> _Exercise details_
In the entries below, how many lines contain the string "have"? Give the number by itself.

START Available data

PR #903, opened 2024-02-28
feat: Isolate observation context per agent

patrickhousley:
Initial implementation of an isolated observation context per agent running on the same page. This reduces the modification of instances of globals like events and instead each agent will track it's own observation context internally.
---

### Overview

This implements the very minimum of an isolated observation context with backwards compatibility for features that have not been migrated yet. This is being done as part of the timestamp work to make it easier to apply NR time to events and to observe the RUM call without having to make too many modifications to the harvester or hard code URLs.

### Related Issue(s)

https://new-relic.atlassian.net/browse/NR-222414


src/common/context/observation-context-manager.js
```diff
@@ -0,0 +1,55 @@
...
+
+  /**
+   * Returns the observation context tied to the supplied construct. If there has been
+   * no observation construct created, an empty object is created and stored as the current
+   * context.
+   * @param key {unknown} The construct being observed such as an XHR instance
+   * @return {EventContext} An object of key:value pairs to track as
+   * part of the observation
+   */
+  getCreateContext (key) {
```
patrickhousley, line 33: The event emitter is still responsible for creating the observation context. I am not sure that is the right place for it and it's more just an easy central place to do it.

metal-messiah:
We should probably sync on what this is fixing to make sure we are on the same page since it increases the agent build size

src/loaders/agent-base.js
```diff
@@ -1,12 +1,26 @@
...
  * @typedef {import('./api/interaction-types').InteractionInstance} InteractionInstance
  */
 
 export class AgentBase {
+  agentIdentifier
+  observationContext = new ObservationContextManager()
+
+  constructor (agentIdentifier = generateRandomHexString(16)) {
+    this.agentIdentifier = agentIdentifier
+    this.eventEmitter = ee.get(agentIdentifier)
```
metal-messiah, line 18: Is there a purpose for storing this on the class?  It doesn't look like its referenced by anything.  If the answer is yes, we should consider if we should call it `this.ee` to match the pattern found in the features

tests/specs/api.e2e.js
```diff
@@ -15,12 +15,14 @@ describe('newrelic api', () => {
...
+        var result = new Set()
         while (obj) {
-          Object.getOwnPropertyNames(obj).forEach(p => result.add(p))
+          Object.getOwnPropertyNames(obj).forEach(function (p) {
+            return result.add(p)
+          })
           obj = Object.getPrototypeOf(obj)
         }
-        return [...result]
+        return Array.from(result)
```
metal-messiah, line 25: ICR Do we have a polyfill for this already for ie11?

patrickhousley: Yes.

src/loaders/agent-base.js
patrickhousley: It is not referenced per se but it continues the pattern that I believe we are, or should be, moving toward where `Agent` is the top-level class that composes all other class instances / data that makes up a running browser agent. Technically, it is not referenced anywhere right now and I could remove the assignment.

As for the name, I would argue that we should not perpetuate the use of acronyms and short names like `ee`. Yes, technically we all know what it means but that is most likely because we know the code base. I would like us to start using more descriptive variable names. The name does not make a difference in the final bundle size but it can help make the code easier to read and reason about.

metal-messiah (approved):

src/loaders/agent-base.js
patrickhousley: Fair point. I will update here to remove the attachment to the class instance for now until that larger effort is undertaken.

END Available data
START Available data

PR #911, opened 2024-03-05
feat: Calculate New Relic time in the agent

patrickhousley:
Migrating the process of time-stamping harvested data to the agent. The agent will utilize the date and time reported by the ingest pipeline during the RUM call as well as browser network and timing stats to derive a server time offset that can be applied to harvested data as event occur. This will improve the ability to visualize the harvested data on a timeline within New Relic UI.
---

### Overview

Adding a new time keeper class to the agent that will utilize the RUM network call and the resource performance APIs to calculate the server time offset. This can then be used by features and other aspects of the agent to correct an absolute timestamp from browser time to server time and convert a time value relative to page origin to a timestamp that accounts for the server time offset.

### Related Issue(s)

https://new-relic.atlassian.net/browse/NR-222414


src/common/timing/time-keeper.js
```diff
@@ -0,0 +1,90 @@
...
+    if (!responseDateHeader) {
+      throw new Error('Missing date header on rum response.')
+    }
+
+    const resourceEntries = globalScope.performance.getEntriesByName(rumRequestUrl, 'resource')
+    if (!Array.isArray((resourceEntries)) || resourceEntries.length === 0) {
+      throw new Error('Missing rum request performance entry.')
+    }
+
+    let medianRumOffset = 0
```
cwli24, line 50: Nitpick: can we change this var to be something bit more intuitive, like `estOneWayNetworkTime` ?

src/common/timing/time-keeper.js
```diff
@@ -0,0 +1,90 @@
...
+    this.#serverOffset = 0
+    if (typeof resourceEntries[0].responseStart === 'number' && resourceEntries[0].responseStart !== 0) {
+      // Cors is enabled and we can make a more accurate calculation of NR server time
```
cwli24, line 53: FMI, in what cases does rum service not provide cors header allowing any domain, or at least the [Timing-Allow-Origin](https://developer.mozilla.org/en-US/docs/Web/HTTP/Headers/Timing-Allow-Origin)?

END Available data

> _Exercise answer_
2